Il m’adressa son sourire de petit garçon, ouvert et confiant.
La cave vinicole du MA de Klein, noble expérience qui n’avait pas été couronnée de succès, se trouvait dans un creux de terrain sous le vent d’un plateau desséché soulevé par le gel des terres en profondeur et situé à vingt kilomètres à l’ouest de Durrey Station. Il était à présent entretenu par des arbeiters, mais de manière plutôt épisodique, à en juger par les dunes de sable mou statique accumulées à l’entrée. Un énorme portail affichait fièrement en grosses lettres vertes : « Très Haut Médoc. » Charles amena le nez du tracteur juste sous la pancarte, et le garage s’ouvrit lentement, par à-coups. Ses rouages étaient grippés par la poussière. Charles gara le tracteur dans un espace obscur.
Refermant nos combinaisons, nous descendîmes de la cabine. Charles posa sa main à plat sur le port de la serrure et se tourna vers moi.
— Ils ont changé les codes depuis ma dernière visite. J’espère que je figure toujours dans la liste de Klein.
— Tu n’as pas vérifié avant de partir ? demandai-je, soudain alarmée.
— Je plaisantais, me dit-il.
Le mécanisme s’ouvrit, et nous entrâmes.
Au fil des années, les arbeiters, à force de s’autoréparer, étaient devenus des tas de ferraille monstrueux. Ils me faisaient penser à des gnomes empressés qui s’écartaient obséquieusement de notre chemin tandis que nous explorions les galeries étroites qui conduisaient aux locaux d’habitation.
— C’est la première fois que je vois des arbeiters si vieux, murmurai-je.

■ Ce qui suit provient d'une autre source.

PR #740, opened 2024-05-09
Remove unused dependencies.

danielballan:
Updates to dependencies:
- Some libraries were used in the past but dropped, and never removed from our dependencies list. Example: `cachey`
- Some libraries were formerly direct dependencies but now are only secondary dependencies and should not be listed as direct ones. Example: `click`.
- We used to depend on `watchgod` but now we depend on `watchfiles`. Same author, new project. Things were working anyway because `watchfiles` is a secondary dependency of `fastapi` so it was typically installed anyway. But it is a direct dependency of tiled and should be listed. Also, registration moved from server to client so the dependency is moved.

### Checklist
- [x] Add a Changelog entry


maffettone (approved):

maffettone:
Checked for redundancy or omissions, looks good. Passes CI, ready to merge.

— Un sou est un sou pour la famille Klein. Ils ont repris les meilleures machines, en ne laissant ici qu’une équipe squelettique, juste de quoi s’occuper de l’eau.

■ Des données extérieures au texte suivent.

PR #745, opened 2024-05-16
Show auth state in Context repr.

### LINKED ISSUE #739: Context repr with auth info
The `tiled.client.context.Context` object currently has a generic repr:

```py
>>> client.context
<tiled.client.context.Context at 0x7ff6400a7490>
```

I think a good use of this would be to display authentication-related state. The Context handles the API key (if set) _or_ the `tiled.client.auth.TiledAuth` object that manages refresh flow. It's in a good position to display, as applicable, the first eight characters of the API key:

```py
>>> client.context
<Context api_key="abcdef12...">
```

or the username:

```py
>>> client.context
<Context id="dallan">
```

or else:

```py
>>> client.context
<Context unauthenticated>
```

danielballan:
Against a mutli-user server:

```py

In [2]: c = from_profile('nsls2')

In [3]: c.context
Out[3]: <Context authenticated as 'dallan'>

In [4]: c.context.api_key = '<redacted>'

In [5]: c.context
Out[5]: <Context authenticated as 'dallan' with API key '86d32845...'>

In [6]: c.logout()

In [7]: c.context
Out[7]: <Context (unauthenticated)>
```

Against a single-user server:
```py

In [2]: c = from_profile('local', api_key='secret')

In [3]: c.context
Out[3]: <Context authenticated with API key 'secret...'>

In [4]: c.context.api_key = None

In [5]: c.context
Out[5]: <Context (unauthenticated)>
```

Needs unit tests

Closes #739 

### Checklist
- [x] Add a Changelog entry

### DIFF
--- a/tiled/client/context.py
+++ b/tiled/client/context.py
@@ -172,7 +172,9 @@ class Context:
                     ",".join(f"'{identity['id']}'" for identity in whoami["identities"])
                 )
             if self.api_key is not None:
-                auth_info.append(f"with API key '{self.api_key[:min(len(self.api_key)//2, 8)]}...'")
+                auth_info.append(
+                    f"with API key '{self.api_key[:min(len(self.api_key)//2, 8)]}...'"
+                )
         auth_repr = " ".join(auth_info)
         return f"<{type(self).__name__} {auth_repr}>"
 
--- a/tiled/client/context.py
+++ b/tiled/client/context.py
@@ -172,7 +172,7 @@ class Context:
                     ",".join(f"'{identity['id']}'" for identity in identities)
                 )
             if self.api_key is not None:
-                auth_info.append(f"with API key '{self.api_key[:8]}...'")
+                auth_info.append(f"with API key '{self.api_key[:min(len(self.api_key)//2, 8)]}...'")
         auth_repr = " ".join(auth_info)
         return f"<{type(self).__name__} {auth_repr}>"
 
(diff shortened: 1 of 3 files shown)


tiled/client/context.py
```diff
@@ -159,6 +159,23 @@ def __init__(
...
+        else:
+            auth_info.append("authenticated")
+            identities = self.whoami()["identities"]
+            if identities:
+                auth_info.append("as")
+                auth_info.append(
+                    ",".join(f"'{identity['id']}'" for identity in identities)
+                )
+            if self.api_key is not None:
+                auth_info.append(f"with API key '{self.api_key[:8]}...'")
```
padraic-shafer, line 175: Presumably API keys are a respectable length, but perhaps just to guard against short keys being leaked in error reports that people post...

```suggestion
                auth_info.append(f"with API key '{self.api_key[:min(len(self.api_key)//2, 8)]}...'")
```

danielballan: Fair point.

Just for info for anyone following along, in a multi-user server, the API keys are only ever generated by the user and are always 32 bits of entropy. It's only in a single-user server context, where the user specified an API key, that this would come up.

danielballan:
I am not sure why the container-canary check is acting up. I re-ran and it failed a second time. I think it's unlikely to be related to this PR, but it might be detecting some upstream issue that is important.

danielballan:
Canary failure was a fluke. Re-ran today; it's fine. Possibly an upstream issue.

— Pauvres petites choses, murmurai-je.
— On y est, annonça Charles en ouvrant la porte du local d’habitation principal.
Un spectacle délirant de confusion ordonnée nous attendait. Des matelas pneumatiques s’empilaient dans un coin pour former une sorte d’abri. Des draps recouvraient une table comme si c’était un lit. Des appareils délabrés étaient amoureusement rangés au milieu de la salle comme pour attirer l’attention des humains. Ils sentaient la teinture d’iode. Les arbeiters avaient dû s’ennuyer. Un grand spécimen d’un mètre de haut sur cinquante centimètres de large, aux bras proéminents, se tenait fièrement au milieu de son domaine.